But was it worth suffering through two years of Mrs. Dart’s “honors” to get one year of Mr. Olsen’s sublime rendering of the William Carlos Williams verse?

so much depends
upon

a red wheel
barrow

glazed with rain
water

beside the white
chickens.

I still remember the tune he wrote to accompany it. I can’t recite the poem without singing it the way he did. His favorites were Dylan Thomas, John Donne, and Bob Dylan. I loved books before him, but all of my appreciation of poetry comes from those first fifteen minutes of class every day when we read our way through the anthology of poetry and discovered The Silken Tent, and Emily Dickinson. I did my college thesis on Emily Dickinson’s poetry.

We went to Sally’s parent-teacher conference last night. Mrs. W. loves Sally, and Sally loves her. Sally is helpful, cheerful, bright, blah blah blah. Sally’s grades were all A’s and B+’s. Dick and I being who we are, and one of those B+’s being in reading, we wanted to know why. Sally didn’t read at age three or anything, but once she did start reading (at seven-ish), she caught up right quick. In the past month she’s read A Wrinkle in Time, Island of the Blue Dolphins, and the second Percy Jackson book.

Mrs. W. pulled out Sally’s DRA form and showed us where she’s at a fifth grade level for fluency, speed, and vocabulary, but lost points on comprehension, summary, and reflection. Fair enough. Those are important things, only it turns out the lack is in her comprehension of the test, not the text. I pointed out that the questions were poorly worded (asking for a “list” but expecting “list and describe”) and that a summary by definition means that you do not include every single detail. As for reflection, I am beginning to think that she is even more literal than I am, because she answered the question accurately, concisely, but apparently not reflectively enough to satisfy the district rubric.
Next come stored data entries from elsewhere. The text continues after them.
PR #9314, opened 2016-11-24
Threads with name 'pool' fixes

### LINKED ISSUE #9210: thread names assigned to all threads created by Hazelcast
it would be nice to have names assigned to all threads created by Hazelcast (and not default ones eg: pool-2-thread-1, pool-2-thread-2)
I have found 2 case where Hazelcast creates ThreadPool - but without name pattern
TcpIpConnectionManager:
private final ScheduledExecutorService scheduler = new ScheduledThreadPoolExecutor(4);
and
MetricsRegistryImpl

Much worse though, when we were discussing this and Sally protested that she likes to read fast to find out what happens next, Mrs. W. said that the point of all this is to get you ahead, so that when you’re in fourth grade they don’t knock you back from a level 34 reader to a level 28. And I said:

HOLD THE (expletive, but only in my mind) TRUCK, lady, the point of all this is for you to enjoy reading a book.

I was pretty outraged. I know I probably started it by expressing concern over a B+, and probably lulled her teacher into thinking I cared what freaking reading level the district rubric assigned to my daughter (as if that matters in any way), but really, she can read whatever-the-heck she wants, and I only want to know if she’s really having a problem understanding what she reads — which, as far as I can tell from her re-tellings at home of the books she reads and her reasons for liking and disliking them, she doesn’t.

There are two things here, and I explained to Sally last night that knowing how to read and enjoying and understanding a book are one thing, and deciding to play the game of testing and school is another. If you’re going to play the game and take tests and go to school, you have to learn not what the best answer is, but what the test answer is. You can read for fun, but then you’ll have to go back and look for the details that will prove that you have read it. Eventually you will train your mind to pick up the kinds of details that teachers (and districts) like to ask about to easily and superficially gauge comprehension.

It’s fine. I reconciled myself long ago to the discrepancy between knowing something and testing well. And, if I may say so, I can teach her how to test well. And I will, because I want her to enjoy school and college and a profession of some sort.

But something in me rebels. I don’t like explaining to my nine-year old that her teacher at school cares more about how her answer on a poorly-written worksheet compares with the unstated and murky expectations of a central office than about whether or not she is enjoying herself reading books.

It’s not really a last-straw type of thing for homeschooling, but last night it felt like it.